Affected: 8.1.x prior to this commit (pre-07f53df0a9b881ffc040fa57289b5e0316cc3d5d)

2026-04-05 12:54 UTC

Description

The commit prevents an information disclosure vulnerability where the Rails test suite could leak the DATABASE_URL environment variable. Previously, tests were setting ENV['DATABASE_URL'] globally, which could propagate to child processes or logging, exposing sensitive database configuration. The fix removes the global ENV manipulation and scopes the DATABASE_URL value within a controlled block using with_env, and it also removes reliance on a global config/database.yml in those tests.

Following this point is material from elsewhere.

PR #204, opened 2024-06-25
DEVPROD-8143: Prevent searchbar error from pushing content 

SupaJoon:
DEVPROD-8143

### Description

This ensures that DATABASE_URL is not unintentionally exposed during test execution.

Proof of Concept

Proof of concept (Ruby) demonstrating leakage before vs after the fix:

BEFORE FIX (environment VARIABLE leaks to child processes):

# Global leak scenario (as in the pre-fix tests)
ENV['DATABASE_URL'] = 'sqlite3:/tmp/leaked_before.sqlite3'
puts "PARENT sees DATABASE_URL => #{ENV['DATABASE_URL']}"
# A child process started by the test (or rake task) would inherit the environment
# The child would also see the DATABASE_URL value
system("ruby -e 'puts \"CHILD sees DATABASE_URL=\" + ENV[\'DATABASE_URL\'].to_s'" )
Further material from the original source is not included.